After finding the line with "Thanks for the" in the entries below, retype exactly each line from there through the line with "I will need to test", including that final line.
(Beginning of Record excerpts)
PR #7263, opened 2025-04-02
Add DEFAULTVALUE to be used in legend when STYLE SYMBOL is an attribute.

TAlonglong:
When reading the map file, initStyle symbol is assign to the number 0.

When STYLE SYMBOL is an attribute, and the request is GetLegendGraphics, bindings are not replaceing the attribute and symbol number 0 is used. And the SYMBOL 0 is a dummy symbol added by default by mapserver.

By adding DEFAULTSYMBOL as in this PR, this can be set to a valid number of the symbols available to be used in this case.

eg:
```
CLASS
  NAME "Name of class"
  GROUP "groupname"
  EXPRESSION ('[var]' >= '0' and '[var]' < '33')
  STYLE
      SYMBOL [symbol_name]
      COLOR "some color"
      DEFAULTSYMBOL 1
  END
END
CLASS
....
END
.....
```

There are issues with this. The user can supply a DEFAULTSYMBOL with a not valid symbol number, with unknown results. ANd maybe others.

It solve my problem, but I don't know how many other problems I introduce.

Any views on this?

### DIFF
--- a/src/mapfile.c
+++ b/src/mapfile.c
@@ -3009,9 +3009,9 @@ int loadStyle(styleObj *style) {
       if (symbol == MS_NUMBER) {
         if (msCheckNumber(msyynumber, MS_NUM_CHECK_GTE, 0, -1) == MS_FAILURE) {
           msSetError(MS_MISCERR,
-                    "Invalid DEFAULTSYMBOL id, must be greater than or equal "
-                    "to 0 (line %d)",
-                    "loadStyle()", msyylineno);
+                     "Invalid DEFAULTSYMBOL id, must be greater than or equal "
+                     "to 0 (line %d)",
+                     "loadStyle()", msyylineno);
           return (MS_FAILURE);
         }
         style->symbol = (int)msyynumber;


jmckenna:
@TAlonglong please also include a test for this in msautotest, as part of your pull request (this will help you understand how your proposed change impacts other parts of MapServer).  Follow: https://mapserver.org/development/tests/autotest.html

TAlonglong:
Thanks for your suggestion Jeff. That was my intention also, but delay writing test as long as possible...

One thing. I try to run the tests in main. But still it seems that a lot of tests are failing. Is this expected?

jmckenna:
Thanks for your work on this @TAlonglong 

What happens if you pass a name of a symbol to DEFAULTSYMBOL?

jmckenna:
If it is not supported, then that is why documenting this is important for the users - are you able to add this new parameter into the docs, as a pull request to the [MapServer-documentation](https://github.com/MapServer/MapServer-documentation) repo?

thanks again.

TAlonglong:
> Thanks for your work on this @TAlonglong
> 
> What happens if you pass a name of a symbol to DEFAULTSYMBOL?

https://github.com/MapServer/MapServer/pull/7263/commits/ddb5fbaf1291c793c9f3c96fbe63fc608b591e73#diff-d78ab669aaeeadfaa7ea06cfeea04f3d6bddae3ccf90c48b17495115baac112eR3006-R3008

It will return a MS_FAILURE

But yes, I can add this to the documentation. But I will have a few days of now, so maybe Wednesday in almost 2 weeks time

jmckenna:
I had meant what error message does the user see? (when a user specifies a symbol name, does the error say something about "symbol name is not supported, please specify an integer for the id of the symbol" ?).  Anyway, that is minor, but I was just wondering.   Thanks again.

geographika:
@TAlonglong couldn't this be solved by adding a new attribute in a DATA clause that set a default if another attribute was empty?
E.g. if the source was PostGIS you could use `COALESCE(name, 'Point') AS name_with_default`. This could be added to most data sources. 

An alternative, which could be useful in lots of cases, would be a new [string](https://mapserver.org/mapfile/expressions.html#functions-that-return-a-string) expression that allowed a default if empty. E.g. `ifempty(n1, "default_value")`. 
The STYLE SYMBOL property would also then need updating to accept an expression.

TAlonglong:
> @TAlonglong couldn't this be solved by adding a new attribute in a DATA clause that set a default if another attribute was empty? E.g. if the source was PostGIS you could use `COALESCE(name, 'Point') AS name_with_default`. This could be added to most data sources.

Not sure if I follow you. Problem is anyway the the GetLegendGraphics request does not run any postgis call as far as I could figure out.

> 
> An alternative, which could be useful in lots of cases, would be a new [string](https://mapserver.org/mapfile/expressions.html#functions-that-return-a-string) expression that allowed a default if empty. E.g. `ifempty(n1, "default_value")`. The STYLE SYMBOL property would also then need updating to accept an expression.

Hm, yes this could be a solution. This needs to be handled before the attribute handeling.

geographika:
@TAlonglong - wouldn't KEYIMAGE work better for this case? See https://mapserver.org/mapfile/class.html#mapfile-class-keyimage
The STYLE could also use attributes for COLOR etc. as well as the SYMBOL so using a KEYIMAGE would allow the Mapfile creator to decide exactly what should be shown in the legend output.

TAlonglong:
Sorry for the long delay, but I have finally taken some time to look at this again.

Thanks for the suggestion of KEYIMAGE. Very usefull, it will might fit my needs. I would need an image for each style, potential leading to 100 ish similar images with different colors pending the colorscale.

I will need to test a bit before I make a decision.

TAlonglong:
My inital thought was to have a specific wind barb (hence default symbol) in the legend. But as I only need to illustrate which color is matching the height of the wind, this might be a better solution using KEYIMAGE. I will need to ask my users what they think.
image

jmckenna:
@TAlonglong polite nudge (as we'll likely be starting a release cycle for 8.6.0 - just letting you know, in case you want to get this included)

geographika:
If KEYIMAGE solves this use-case, I'd be in favour of closing this. It could be useful, but then default color, size, etc. couldn't be set, whereas KEYIMAGE should provide this flexibility.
(End of Record excerpts)
» **Result of the task**:
Thanks for the suggestion of KEYIMAGE. Very usefull, it will might fit my needs. I would need an image for each style, potential leading to 100 ish similar images with different colors pending the colorscale.

I will need to test a bit before I make a decision.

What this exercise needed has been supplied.